Factors Affecting the Evaluation of Synthetic Speech in Context (Submitted to SSW 2021)
Authors: Johannah O'Mahony, Pilar Oplustil Gallegos, Catherine Lai, Simon King
CSTR, University of Edinburgh, Scotland
Abstract
Text-to-Speech synthesis is approaching the limit of naturalness that is possible from an isolated sentence. The focus of research is shifting to modelling contextual information, typically with the goal of producing better prosodic realisations by accounting for longer-range text dependencies from preceding sentences. But current evaluation methods were developed for single sentences and it is not yet clear how the evaluation of longer texts should be approached. Previous work suggests that evaluation of utterances in context can lead to an increase in Mean Opinion Score ratings, even when the synthesis technique is not context-aware.
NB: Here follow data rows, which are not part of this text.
PR #160, opened 2020-07-13
03-single-hop-ipv6-icmp: initial import of automated tests

miri64:
Taken out of the original #155, this provides automated tests (where possible with the current framework) for spec 3 to the new, pytest-based framework.

Requires #155

### DIFF
--- a/03-single-hop-ipv6-icmp/test_spec03.py
+++ b/03-single-hop-ipv6-icmp/test_spec03.py
@@ -1,0 +1,182 @@
+import sys
+import time
+
+import pexpect.replwrap
+import pytest
+
+from riotctrl_shell.gnrc import GNRCICMPv6Echo, GNRCPktbufStats
+from riotctrl_shell.netif import Ifconfig
+
+from testutils.asyncio import wait_for_futures, timeout_futures
+from testutils.native import bridged, bridge, get_ping_cmd, interface_exists
+from testutils.shell import ping6, pktbuf, lladdr
+
+
+APP = 'tests/gnrc_udp'
+TASK05_NODES = 11
+pytestmark = pytest.mark.rc_only()
+
+
+class Shell(Ifconfig, GNRCICMPv6Echo, GNRCPktbufStats):
+    pass
+
+
+@pytest.mark.skipif(not bridged(["tap0", "tap1"]),
+                    reason="tap0 and tap1 not bridged")
+# nodes passed to riot_ctrl fixture
+@pytest.mark.parametrize('nodes',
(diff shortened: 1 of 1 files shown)


miri64:
Rebased and squashed to current master.

03-single-hop-ipv6-icmp/test_spec03.py
```diff
@@ -0,0 +1,182 @@
...
+                                         pinged_addr=pinged_addr),
+                                 async_=True, timeout=60 * 60)
+        futures.append(out)
+    timeout_futures(futures, 60 * 60)
+
+    time.sleep(60)
+    assert pktbuf(node).is_empty()
+
+
+@pytest.mark.xfail(reason="See https://github.com/RIOT-OS/RIOT/issues/12565")
```
fjmolinas, line 123: I think in this case `xfail` is valid.

miri64:
Rebased and squashed to current master

miri64:
Rebased to current master.

03-single-hop-ipv6-icmp/test_spec03.py
```diff
@@ -0,0 +1,182 @@
...
+    pinger, pinged = (
+        riot_ctrl(0, APP, Shell, port='tap0'),
+        riot_ctrl(1, APP, Shell, port='tap1'),
+    )
+
+    _, pinged_addr = lladdr(pinged.ifconfig_list())
+    assert pinged_addr.startswith("fe80::")
+
+    res = ping6(pinger, pinged_addr,
+                count=1000, interval=100, packet_size=2000)
```
fjmolinas, line 174:
```suggestion
                count=1000, interval=100, packet_size=2048)
```

03-single-hop-ipv6-icmp/test_spec03.py
fjmolinas, line 123: Shouldn't this test require `ping -f` since the interval is 0?

```suggestion
@pytest.mark.sudo_only      # ping -f requires root
@pytest.mark.xfail(reason="See https://github.com/RIOT-OS/RIOT/issues/12565")
```

miri64: No, this task is multiple `native` nodes pinging one `native` node, not the host force pinging one `native` node (that's task 04). Also the reason why this test requires 11 TAP interfaces ;-).

03-single-hop-ipv6-icmp/test_spec03.py
miri64: Addressed and amended directly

We investigated several factors that might explain this increase. Three experiments manipulated: the wording of instructions that participants received; the textual characteristics of context-stimulus pairs; and the prosodic realisation of the synthetic speech. We found that the wording of instructions has an impact on listeners' ratings of stimuli presented in context. The between-sentence context dependency of stimulus text has no impact on ratings. Listeners are, however, sensitive to prosodic differences, both in context and in isolation.